On the nature and interplay of Hg⋯O/S spodium bonding and O⋯S chalcogen bonding in one-dimensional phenylmercury(ii) 3-alkoxycyclobutene-1,2-dione-4-thiolate coordination polymers†

Abstract

Two one-dimensional coordination polymers, PhHg(3-alkoxycyclobutene-1,2-dione-4-thiolate) (alkoxy = OMe and OEt), have been synthesised, characterised spectroscopically, crystallographically and through computational chemistry techniques. Both species exhibit intermolecular Hg⋯O σ-hole spodium bonding as well as intramolecular Hg⋯O π-hole spodium bonding. In the ethoxy species there are complementary σ-hole O⋯S chalcogen bonds to the Hg⋯O σ-hole spodium bonding as well as orthogonal Hg⋯S π-hole spodium bonding. Each of the coordination polymers is connected into a supramolecular layer. For the methoxy derivative, the layer features π(cyclobutene)⋯π(phenyl) stacking and side-on CO⋯π(cyclobutene)/anti-parallel carbonyl⋯carbonyl interactions. For the ethoxy species, Hg⋯S, offset π(cyclobutene)⋯π(cyclobutene) stacking and CO⋯π(cyclobutene) interactions occur within the layer. In each case, weak C–H⋯π interactions operate between the two-dimensional arrays.
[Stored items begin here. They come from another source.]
PR #4156, opened 2022-07-01
Add integration tests for scontrol reboot functionality

jdeamicis:
### Description of changes
* Add integration tests for scontrol reboot functionality

### Tests
* Integration tests for scontrol reboot via test_runner

### Checklist

### DIFF
--- a/tests/integration-tests/configs/common/common.yaml
+++ b/tests/integration-tests/configs/common/common.yaml
@@ -465,6 +465,12 @@ schedulers:
         instances: {{ common.INSTANCES_DEFAULT_X86 }}
         oss: ["alinux2"]
         schedulers: ["slurm"]
+  test_slurm.py::test_scontrol_reboot:
+    dimensions:
+      - regions: ["us-east-1"]
+        instances: {{ common.INSTANCES_DEFAULT_X86 }}
+        oss: ["ubuntu2004"]
+        schedulers: ["slurm"]
 spot:
   test_spot.py::test_spot_default:
     dimensions:
--- a/tests/integration-tests/configs/common/common.yaml
+++ b/tests/integration-tests/configs/common/common.yaml
@@ -467,7 +467,7 @@ schedulers:
         schedulers: ["slurm"]
   test_slurm.py::test_scontrol_reboot:
     dimensions:
-      - regions: ["us-east-1"]
+      - regions: ["us-west-2"]
         instances: {{ common.INSTANCES_DEFAULT_X86 }}
         oss: ["ubuntu2004"]
         schedulers: ["slurm"]
--- a/tests/integration-tests/tests/schedulers/test_slurm.py
+++ b/tests/integration-tests/tests/schedulers/test_slurm.py
@@ -377,6 +377,52 @@ def test_slurm_memory_based_scheduling(
     )
 
 
+@pytest.mark.usefixtures("region", "os", "instance", "scheduler")
+@pytest.mark.slurm_scontrol_reboot
+def test_scontrol_reboot(
+        pcluster_config_reader,
+        clusters_factory,
+        test_datadir,
+        scheduler_commands_factory,
+):
+    cluster_config = pcluster_config_reader()
+    cluster = clusters_factory(cluster_config)
+    remote_command_executor = RemoteCommandExecutor(cluster)
+    slurm_commands = scheduler_commands_factory(remote_command_executor)
+
+    # Test that an idle static node can be rebooted
+    _test_scontrol_reboot_idle_static_node(
+        remote_command_executor,
+        slurm_commands,
+        "queue1-st-t2medium-1",
+        asap=False,
+    )
+
+    # Test that an idle static node can be rebooted ASAP
+    _test_scontrol_reboot_idle_static_node(
+        remote_command_executor,
+        slurm_commands,
+        "queue1-st-t2medium-1",
+        asap=True,
+    )
+
+    # Test that an allocated static node can be rebooted
+    _test_scontrol_reboot_alloc_static_node(
+        remote_command_executor,
+        slurm_commands,
+        "queue1-st-t2medium-1",
+        asap=False,
+    )
+
+    # Test that an allocated static node can be rebooted ASAP
+    _test_scontrol_reboot_alloc_static_node(
+        remote_command_executor,
+        slurm_commands,
+        "queue1-st-t2medium-1",
+        asap=True,
+    )
+
+
 def _assert_cluster_initial_conditions(
     scheduler_commands, expected_num_dummy, expected_num_instance_node, expected_num_static
 ):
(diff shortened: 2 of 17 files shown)


tests/integration-tests/configs/common/common.yaml
```diff
@@ -465,6 +465,12 @@ schedulers:
         instances: {{ common.INSTANCES_DEFAULT_X86 }}
         oss: ["alinux2"]
         schedulers: ["slurm"]
+  test_slurm.py::test_scontrol_reboot:
+    dimensions:
+      - regions: ["us-east-1"]
```
gmarciani: Is it necessary to execute this test in us-east-1? If possible it would be better to distribute tests also in other regions.

tests/integration-tests/configs/common/common.yaml
```diff
@@ -465,6 +465,12 @@ schedulers:
...
+        instances: {{ common.INSTANCES_DEFAULT_X86 }}
+        oss: ["ubuntu2004"]
```
gmarciani, line 472: Is there any specific reason why you choose ubuntu2004?

tests/integration-tests/tests/schedulers/test_slurm.py
```diff
@@ -377,6 +377,70 @@ def test_slurm_memory_based_scheduling(
...
+    test_datadir,
+    scheduler_commands_factory,
+):
+    cluster_config = pcluster_config_reader()
+    cluster = clusters_factory(cluster_config)
+    remote_command_executor = RemoteCommandExecutor(cluster)
+    slurm_commands = scheduler_commands_factory(remote_command_executor)
+
+    # Clear clustermgtd logs before starting the tests
+    remote_command_executor.run_remote_command("sudo truncate -s 0 /var/log/parallelcluster/clustermgtd")
```
gmarciani, line 394: why is this necessary?

tests/integration-tests/tests/schedulers/test_slurm/test_scontrol_reboot/pcluster.config.yaml
```diff
@@ -0,0 +1,24 @@
...
+Scheduling:
+  Scheduler: {{ scheduler }}
+  {{ scheduler_prefix }}Queues:
+    - Name: queue1
+      Networking:
+        SubnetIds:
+          - {{ private_subnet_id }}
+      ComputeResources:
+        - Name: t2medium
+          InstanceType: t2.medium
```
gmarciani: Why not using a t2.micro (4x cheaper) or a t2.small (2x cheaper) for this type of test?

tests/integration-tests/tests/schedulers/test_slurm/test_scontrol_reboot/pcluster.config.yaml
```diff
@@ -0,0 +1,24 @@
...
+          MinCount: 2
+          MaxCount: 4
+SharedStorage:
```
gmarciani: Why do we need a shared storage for this type of test?

tests/integration-tests/tests/schedulers/test_slurm.py
```diff
@@ -1557,3 +1621,156 @@ def _test_memory_based_scheduling_enabled_true(
...
+
+    # Reboot nodes according to this logic:
+    # - 1 static idle node
+    # - 1 static idle node asap
+    # - 1 dynamic idle node
+    # - 1 dynamic idle node asap
+    static_nodes, dynamic_nodes = get_partition_nodes(nodes_in_queue)
+    assert_that(len(static_nodes)).is_equal_to(2)
+    assert_that(len(dynamic_nodes)).is_equal_to(2)
+    slurm_commands.reboot_compute_node(static_nodes[0], False)
```
gmarciani: In order to improve readability, may you please specify named parameter `asap=[True/False]`?

tests/integration-tests/tests/schedulers/test_slurm.py
```diff
@@ -1557,3 +1621,156 @@ def _test_memory_based_scheduling_enabled_true(
...
+    slurm_commands.reboot_compute_node(static_nodes[1], True)
+    slurm_commands.reboot_compute_node(dynamic_nodes[0], False)
+    slurm_commands.reboot_compute_node(dynamic_nodes[1], True)
+
+    # Check that nodes enter a reboot state
+    time.sleep(2)
```
gmarciani: 1. Is this wait time fair enough or we risk to check the state too early?
2. Isn't the wait time to check transition already implicit in `wait_for_compute_nodes_states()`
1. I see you always wait 2 seconds before checking state transitions. What about having such wait time defined in a variable so that we have a single place to control the wait time?

tests/integration-tests/tests/schedulers/test_slurm.py
```diff
@@ -1557,3 +1621,156 @@ def _test_memory_based_scheduling_enabled_true(
...
+    assert_compute_node_states(slurm_commands, nodes_in_queue, "reboot^")
+
+    # Wait that nodes come back after a while, without having triggered clustermgtd
```
gmarciani: It's not clear to me the relation between this comment and the actual check in line 1658. 
Why do we consider the absence of the log line `Found the following unhealthy static nodes` as a signal that clustermgtd has not been triggered?

tests/integration-tests/tests/schedulers/test_slurm.py
```diff
@@ -1557,3 +1621,156 @@ def _test_memory_based_scheduling_enabled_true(
...
+    wait_for_compute_nodes_states(slurm_commands, nodes_in_queue, expected_states=["idle"])
+    assert_no_msg_in_logs(
+        remote_command_executor,
+        ["/var/log/parallelcluster/clustermgtd"],
+        ["Found the following unhealthy static nodes"],
+    )
+
+
+def _test_scontrol_reboot_alloc_nodes(
```
gmarciani: The logic in this function seems very similar to the logic in `_test_scontrol_reboot_idle_nodes()`.
Do you think it could make sense to generalize i a single function?

tests/integration-tests/configs/common/common.yaml
jdeamicis: No. I just wanted to put something different from `alinux2`. Or we can stick to `alinux2` if we prefer.

tests/integration-tests/tests/schedulers/test_slurm.py
jdeamicis: Because as of now static nodes are always marked as unhealthy at the beginning of the life of the cluster, during the first iteration of clustermgtd. So we have to remove those messages if we want the test to be meaningful.

Alternatively we could build a function that checks the logs only from a certain point in time - which is out of scope for the time being, and also probably quite complicated to generalize for all possible log files we might want to analyze.

tests/integration-tests/tests/schedulers/test_slurm/test_scontrol_reboot/pcluster.config.yaml
jdeamicis: Addressing in the next commit.

tests/integration-tests/configs/common/common.yaml
jdeamicis: Discussed separately: we are going to set `us-west-2`. Addressing in the next commit.

tests/integration-tests/tests/schedulers/test_slurm.py
jdeamicis: Agreed. Addressing in the next commit.

tests/integration-tests/tests/schedulers/test_slurm/test_scontrol_reboot/pcluster.config.yaml
jdeamicis: We really don't. I copied a fairly basic configuration from another slurm test and left it there. Addressing in the next commit.

tests/integration-tests/tests/schedulers/test_slurm.py
jdeamicis: 1. No, for such clusters 2 seconds should always be enough. The transition should be instantaneous, but I'm putting some buffer for safety.
2. We are doing an `assert_compute_node_states` before the `wait_for_compute_nodes_states`.
3. Addressing in the next commit.

tests/integration-tests/tests/schedulers/test_slurm.py
jdeamicis: Because if it had been triggered (i.e. if the node had been marked as unhealthy), you would see it in the logs with `Found the following unhealthy static nodes (x1) : ['nodename'(..."`, which comes from [here](https://github.com/aws/aws-parallelcluster-node/blob/9b9e1145fe212fb7b079821453e969b3adb5ae23/src/slurm_plugin/clustermgtd.py#L734).

tests/integration-tests/tests/schedulers/test_slurm.py
jdeamicis: I was afraid generalizing it would have made the test workflow less readable, but indeed it came out fine. Addressed in the next commit.

tests/integration-tests/configs/common/common.yaml
gmarciani: That's fine in both cases, just wanted to understand the reasoning behind the choice :-)

tests/integration-tests/tests/schedulers/test_slurm.py
gmarciani: Agree, let's stick with the current implementation.

tests/integration-tests/tests/schedulers/test_slurm/test_scontrol_reboot/pcluster.config.yaml
gmarciani: Ok, so let's remove it if it's not necessary

gmarciani (approved):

The nature of the electron transfer responsible for the spodium/chalcogen bonding has been established. In terms of QTAIM energies, those associated with Hg⋯O σ-hole spodium bonds were in the range of 17.5 to 23.3 kJ mol⁻¹, which were less than the energies computed for the intramolecular Hg⋯O π-hole spodium bonds in each case (31.0 to 43.6 kJ mol⁻¹). The lowest energies for the intermolecular Hg⋯O spodium bonding were computed for the ethoxy species, which correlates with the compensating Hg⋯S π-hole spodium bonding (2 × 11.0 kJ mol⁻¹) and O⋯S chalcogen bonding (12.5 kJ mol⁻¹). The electron transfer leading to the Hg⋯O/S spodium bonding involves donation of an oxygen- or sulphur-bound lone pair of electrons to the σ*(Hg–C) orbital, with the intramolecular Hg⋯O spodium bond involving two lone pair interactions. The O⋯S chalcogen bond is assigned to LP(O) → σ*(C–S).